"Dua minggu, bagaimana dengan yang lain?" tanyaku setelah sebagian ingatanku terkumpul dan menyadari aku berada di ruang darurat perawatan Covid 19 terletak tidak jauh dari Balai Diklat.
"Saya minta maaf, hanya kalian berdua yang selamat." Dokter Seno menunjuk seseorang terbaring di bed yang bersebelahan dengan sekat kain yang terbuka, pada papan status pasien tertulis nama Tristan.
"Bagaimana mungkin, kemarin kami berada di ..."
"Aruna, kalian tidak pernah meninggalkan ruang isolasi, maaf saya menyimpan sesuatu mungkin anda membutuhkannya," dokter Seno menyerahkan gadget-ku dan meninggalkan aku yang masih terheran-heran.
Semuanya tampak begitu nyata, dan kupastikan aku tidak mengalami amnesia. Segera kuaktifkan gadget karena masih lekat dalam ingatan aku tertidur dengan kamera yang menyala. Tidak ada file video, foto atau aktivitas chating yang merekam semua kegiatanku selama perjalanan dan berada di pulau itu, termasuk rekaman malam terakhir ketika berada di atas menara suar. Semua notifikasi aktivitas gadget hanya sampai pada hari sebelum meninggalkan Balai Diklat.
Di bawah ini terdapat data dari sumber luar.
PR #224, opened 2018-12-11
Project wide editorconfig lint

aslafy-z:

Use https://github.com/jedmao/eclint to check and fix lint respecting rules from `.editorconfig` file.

Added to the lint-staged pipeline.

`LICENSE` is set to be ignored as it does not respect any rules, we can also add a specific rule for it instead of ignoring it.


swapagarwal:
Why moving away from XO?

aslafy-z:
We are not! `xo` is a `js` only linter. 
We use eclint to lint all other files (pug, styl, html, json, ...)

swapagarwal:
Oops. My bad! 😅

.editorconfig
```diff
@@ -6,3 +6,16 @@ end_of_line = lf
...
+block_comment_start = /*
+block_comment = *
+block_comment_end = */
+
+[*.md]
+indent_style = space
+indent_size = 4
+trim_trailing_whitespace = false
+
+[{*.json,*.yml}]
```
vikaspotluri123: and toml!

src/styl/imports/base.styl
```diff
@@ -4,7 +4,7 @@ html, body, :root
 	width 100%
 	height 100%
 	background #fff
-	font-family 'Cabin', -apple-system, BlinkMacSystemFont, 'Segoe UI', Roboto, Oxygen, Cantarell, 'Open Sans', 'Helvetica Neue', sans-serif	
+	font-family 'Cabin', -apple-system, BlinkMacSystemFont, 'Segoe UI', Roboto, Oxygen, Cantarell, 'Open Sans', 'Helvetica Neue', sans-serif
```
vikaspotluri123: This might cause a merge conflict for #225 - if you can, skip this here and fix it there 😊

package.json
```diff
@@ -63,7 +64,12 @@
   },
   "lint-staged": {
```
vikaspotluri123: General question: is this absolutely required? I know there are lots of repos that do this, but (for me personally) it wastes a lot of time because I have to wait for lint to run until I can commit + push to remotes and it makes me not want to commit because there's too much friction

plibither8: I agree. I would prefer a pre-push hook rather than pre-commit

vikaspotluri123: With CI, failing lint prevents merge

plibither8: But CI is after pushing changes, right? And CI evaluates the last commit.

aslafy-z: Something like this: https://github.com/theenadayalank/lint-prepush?

plibither8: Why can't we just do this:
```
"pre-push": "npm run lint:fix"
```

aslafy-z: If the task returns without any error (even if it linted some files, unstaged so), it will continue to push without creating a fix commit.

vikaspotluri123: > The `lint-staged` task runs really fast on my computer, is it slow for you?

Yep, adds 3-5 seconds, even though I have an ssd 😭

aslafy-z:
Can I merge this?

vikaspotluri123:
👍

package.json
itaisteinherz: I usually see projects checking for linting errors only on CI. If you decide on going in this route, I think it's preferable to have linting done automatically on push instead of on every commit, since the latter makes the entire iteration process slower and more annoying.
Regarding creating a `lint-fix` commit automatically on push / commit, that doesn't seem like a good idea to me, since many times I've had auto-fixable linting errors which I needed to fix manually as that was more appropriate.

These are just my opinions and observations from working on other projects, though.

PR #225, opened 2018-12-11
Non blocking fonts loading

aslafy-z:

- Selfhost Cabin font downloaded from https://google-webfonts-helper.herokuapp.com/fonts/cabin?subsets=latin
- Use [`font-display`](https://caniuse.com/#search=font-display) to autoswitch to the font when loaded.
- Tweak fallback fonts (CSStricks)


gulpfile.js
```diff
@@ -67,6 +67,11 @@ gulp.task('styl', () => {
 		.pipe(gulp.dest('dist/assets/css'));
 });
 
+gulp.task('fonts', () => {
```
vikaspotluri123: Could we merge this into images and create a `binaries` task? both the fonts and img folder won't change  frequently and adding a task for this seems a bit extra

Aku melihat folder SENT pada email-ku, terakhir pengiriman adalah Jurnal Harianku berjudul Reflection. Rasa penasaranku semakin menjadi, dengan sangat hati-hati kulihat punggungku dan luka gores itu masih ada namun sudah hampir mengering.
Who is that girl I see
Staring straight back at me?
Why is my reflection someone I don't know?
Must I pretend that I'm someone else for all time?
When I will my reflection show Who I am inside?